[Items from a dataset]

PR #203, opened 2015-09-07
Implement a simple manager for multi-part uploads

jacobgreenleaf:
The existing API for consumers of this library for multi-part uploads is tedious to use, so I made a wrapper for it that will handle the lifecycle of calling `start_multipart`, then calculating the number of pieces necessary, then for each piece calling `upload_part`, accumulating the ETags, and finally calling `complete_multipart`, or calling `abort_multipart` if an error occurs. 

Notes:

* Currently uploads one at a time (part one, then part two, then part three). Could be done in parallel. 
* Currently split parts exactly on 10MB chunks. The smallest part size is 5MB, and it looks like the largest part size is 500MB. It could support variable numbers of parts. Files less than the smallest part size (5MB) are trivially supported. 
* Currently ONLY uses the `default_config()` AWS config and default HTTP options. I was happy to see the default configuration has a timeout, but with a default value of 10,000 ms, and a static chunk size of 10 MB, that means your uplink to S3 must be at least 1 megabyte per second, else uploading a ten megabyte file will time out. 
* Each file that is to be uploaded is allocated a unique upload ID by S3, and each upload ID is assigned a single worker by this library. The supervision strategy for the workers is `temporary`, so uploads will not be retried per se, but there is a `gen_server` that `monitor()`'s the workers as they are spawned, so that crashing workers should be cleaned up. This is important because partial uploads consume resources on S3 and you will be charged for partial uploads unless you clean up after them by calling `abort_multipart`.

TASK REQUIREMENTS: From the records, copy every line that has the string "size" in it.

EXERCISE OUTPUT:
* Currently split parts exactly on 10MB chunks. The smallest part size is 5MB, and it looks like the largest part size is 500MB. It could support variable numbers of parts. Files less than the smallest part size (5MB) are trivially supported. 
* Currently ONLY uses the `default_config()` AWS config and default HTTP options. I was happy to see the default configuration has a timeout, but with a default value of 10,000 ms, and a static chunk size of 10 MB, that means your uplink to S3 must be at least 1 megabyte per second, else uploading a ten megabyte file will time out. 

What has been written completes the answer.